瓦诺娃重新回到座儿上,跟顾纬越说:“顾先生,令尊还不知道你进了医院,他昨晚喝了很多酒,可能今天一天都在睡觉,需要我们告诉他一声吗?”顾纬越摆了摆手,说:“不用了,我现在情愿他以为我死了。我跟他要是见面太多的话,不光他会对我不舍,我也会对他不舍。你就帮我劝他别为我请律师就行了。”

    伊瓦诺娃点了点头,朝俞鸿钧拍了拍自己身边的座儿,说:“过来坐吧,你看我们这一个伤者,一个女人,相信睡了一天的你,精神总不会比我们差吧?”俞鸿钧无奈地摇了摇头,道:“晓得晓得,既然你们这么有雅兴,而这也算是我的工作范围,我就将就陪你们一下喽。”伊瓦诺娃“切”了一声,没作理会。

    “那我们聊些什么?”俞鸿钧一屁股坐了下来,问道。“要不就继续说我的故事吧。”顾纬越说道:“此前,我一直以‘那个男人’来称呼自己,这样说确实很累。”岂料伊瓦诺娃竟从自己的提包里掏出一部录音机,说:“好呀,我可是你的忠实听众。”俞鸿钧愣了一下,道:“没想到你还真有备而来!”伊瓦诺娃却说:“相机,录音机,均是作为一名记者的标准配置好不好?”

    顾纬越笑了笑,道:“我忘了我上次说到哪了。”

    “你放了那医院的姚院长。”伊瓦诺娃不加思索地说:“我可是把你说的事全都记在脑子里了。”

    “谢谢。”顾纬越笑着说:“我把那姚院长放了,是因为我觉得他还可以帮助到许多人,不该就这样死掉。不知道他是为了报答我的不杀之恩,还是因为他感觉到我能理解他的所作所为,他不但命人救回那个差点被他冻死的女人,甚至还答应了我的要求,用他的车把我们送到了当地的汽车客运站。他这样做的确是触动了我,虽然当时我不敢确定他是真心如此,还是故意装作,但在往后的日子里,每当我回想起我能安然无恙地离开湘潭,我都宁愿相信他当时是真的。有时候我还会想,他是否还在做着那些黑色善事?那江医生夫妇的孩子是否已经得到了治疗?还有那小女孩的心脏也是否得到了延续?”

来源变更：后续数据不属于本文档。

PR #27, opened 2019-03-24
Implement Bundler component

blinkdog:
There are lots of edits here, so I've written an annotated guide to the changes:

modified: README.md
- Expanded documentation on creating a local testing environment

new file:   bundler.sh
- Created support script to start a Bundler component from the command line

modified:   doc/admin.md
- Modified REST DB references to LTA DB

modified:   etc/site.json
- Modified the bundle_size value of NERSC for testing purposes

modified:   lta-db.sh
- Modified the support script to make all configurables explicit

new file:   lta/bundler.py
- Implemented the Bundle component

new file:   lta/lta_types.py
- Refactored the File Catalog and LTA DB types to their own Python module

modified:   lta/picker.py
- Rearranged imports in standard format
- Modified REST DB references to LTA DB

modified:   lta/rest_server.py
- Modified REST DB references to LTA DB
- Simplified str2bool implementation per discussion with David

modified:   picker.sh
- Modified default values in support script for testing purposes

modified:   requirements.txt
- Updated to latest version of several Python packages

modified:   resources/make_token.py
- Updated the token printing due to an update in rest_tools

modified:   resources/make_transfer_request.py
- Modified REST DB references to LTA DB

new file:   resources/test_data_helper.py
- Created a support Python program to help with adding and removing testing data

new file:   test-data-helper.sh
- Created a support script to help with adding and removing testing data

new file:   test-data-reset.sh
- Created a support script to help with priming test data

new file:   tests/test_bundler.py
- Adds unit tests for the Bundler component

modified:   tests/test_picker.py
- Modified REST DB references to LTA DB

modified:   tests/test_rest_server.py
- Modified REST DB references to LTA DB

The last unit test for the Bundler is kinda bogus. It does allow coverage, but it doesn't really test anything very well. I can go back and rewrite this if necessary, but I struggled for awhile trying to find a good construction for mocking out the `with ZipFile`; what an incredible pain to test `with` clauses.

Other than the Bundler component itself, I've added some support scripts for testing data, and I've updated the instructions in `README.md` so that setting up a local test environment is easier. I ran plenty of full integration tests, from adding files to the catalog, all the way to finished ZIP bundle. So I'm confident that the system works as intended.

One of the odd points was that ZIP will keep the full path of what is written to the zip file, unless you give it a second argument. I checked the final result with `unzip -l 1d2d78bd-3aba-4af6-adc6-43ad42e1c882.zip` to make sure that simple names and no paths were added to the final bundle.


lta/bundler.py
```diff
@@ -0,0 +1,324 @@
...
+                }
+            },
+            "files": [x["catalog"]["uuid"] for x in results]
+        }
+        await lta_rc.request('POST', '/Files/actions/bulk_update', update_body)
+        # 4.2. Remove the files from the DB
+        delete_body = {
+            "files": [x["catalog"]["uuid"] for x in results]
+        }
+        await lta_rc.request('POST', f'/Files/actions/bulk_delete', delete_body)
```
dsschult: Why are we deleting the files here?  What if the files go to two different destinations - won't this cause the second destination to miss the files?

I thought the `deleter` module was supposed to delete files, after they were verified to be at the destinations.

lta/bundler.py
```diff
@@ -0,0 +1,324 @@
...
+def sha512sum(filename: str) -> str:
+    """Compute the SHA512 hash of the supplied filename."""
+    h = hashlib.sha512()
+    b = bytearray(128*1024)
+    mv = memoryview(b)
+    with open(filename, 'rb', buffering=0) as f:
+        # Known issue with MyPy: https://github.com/python/typeshed/issues/2166
+        for n in iter(lambda: f.readinto(mv), 0):  # type: ignore
+            h.update(mv[:n])
+    return h.hexdigest()
```
dsschult: `sha512sum` should probably be factored out into a util file, since we'll need it in a few other places.

lta/rest_server.py
```diff
@@ -41,26 +41,19 @@
...
+def boolify(value: str) -> bool:
+    """Convert a string into a True or False value."""
     if isinstance(value, str):
         value = value.lower()
-        if value in STR2BOOL_TRUE_SET:
+        if value in TRUE_SET:
             return True
-        if value in STR2BOOL_FALSE_SET:
-            return False
+    return False
```
dsschult: A shorter implementation of `boolify` might be:

```python
return isinstance(value, str) and value.lower() in TRUE_SET
```

tests/test_bundler.py
```diff
@@ -0,0 +1,445 @@
...
+
+    This is useful for creating object literals to be used as return
+    values from mocked API calls.
+
+    Source: https://stackoverflow.com/a/3335732
+    """
+
+    def __init__(self, **kwds):
+        """Add attributes to ourself with the provided named arguments."""
+        self.__dict__.update(kwds)
```
dsschult: These two helper classes have appeared a few times, which means they probably need to be in a util file for testing.

dsschult:
General note: can we have smaller pull requests?  It took me an hour to review this, and I skipped over most of the test details (I assume since it passed it's OK).

lta/bundler.py
blinkdog: Got rid of this code block, so no more deleting.

lta/bundler.py
blinkdog: Refactored out into `lta/crypto.py` and added a unit test for the function.

lta/rest_server.py
blinkdog: Used this implementation verbatim.

tests/test_bundler.py
blinkdog: These got refactored out to `tests/test_util.py` and the unit tests for Picker, Bundler, and monitoring were refactored to use them.

blinkdog:
I also named the internal functions of the Bundler component more explicitly.
I left `_do_work` because I would like to refactor out a common `LongTermArchiveComponent` class at some point in the future, and `_do_work` is my abstract name for performing a single work cycle, whatever that happens to be for the component.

    开车送他们去客运站的是江笑群。为了谨慎起见,顾纬越依然戴起那副装扮——墨镜鸭舌帽,他甚至让姚尚权和卢慕馨陪同前往,免得他们背地里搞些什么小动作,毕竟人心还是难测的。在去往客运站的途中,姚尚权好奇地问顾纬越,既然他不是刑警,为何却有手枪跟手铐?顾纬越则没作理会,他不想多作解释,免得越描越黑。

    到达客运站的时候,天才刚刚亮起来,但候车厅里,已经坐满了等车的乘客。别过姚尚权等人,顾纬越在暗处观察了一段时间,才牵着邹嫣颐来到售票厅。按邹嫣颐来时的建议,他们准备前往江西南昌,去投靠邹嫣颐的姑妈。

    她说,她爸有四兄弟姐妹,她的老爸排行老四,姑妈排行老二。但她老爸跟姑妈却是同父异母的姐弟,那是因为她爷爷以前是地主,娶了两个老婆,大老婆生老大跟老二两个女儿,偏房就生了老三跟老四两个儿子。老爷子对为其延续了香火的偏房疼爱有加,两个老婆经常为此争风吃醋,这种家庭内部矛盾也毫无悬念的波及到尚未懂事的四姐弟。还好老爷子吃得住两个老婆,免得这种斗争日益恶化。

    说到邹嫣颐的老爷子,可是个不折不扣的纨绔子弟,一生人除了学会管教老婆之外,就剩下剥削农民和吃喝玩乐嫖赌。解放战争后,老爷子的家产全被充还给当地的贫苦农民,家一下子成了空壳,老爷子悲愤地把自己挂上屋梁,匆匆不足三十年的人生,作孽无数,死前竟还留诗一首于墙上——

    “忆记当年财帛厚,岂料今逢贼与寇。宁作腐朽土中骸,不作摇尾乞怜狗。”

    可见这老爷子临死之前还不知道自己作的孽终将自己受,因果循环,报应不爽,在劳动人民高呼解放万岁的声音下,老爷子也一头扎进了黄土,作他的“土中骸”去了,不过就可怜了两个女人带着四个孩子相依为命。不久之后,这个名存实亡的家也跟着散了,两伙人各散东西,大老婆带着两个女儿在乡下定居,小老婆带着两个儿子到城里糊口。

    要说这四个子女的命运,那还真得看是谁教导的。

    大老婆虽是小女人,但为人还是憨厚。她教育两个女儿,说自家已今非昔比,昔日老爷子留下的债,今后得靠她们母女仨来还。她把两个女儿教育得有板有眼,生活虽是艰苦,也毫无怨言,更主动接受改造教育,母女三人很快就摘去了地主的帽子,几经艰辛终于过回正常人的生活。老大还嫁了乡下一户当时成分也不太好的人家,生活自给自足,现在也儿孙满堂了。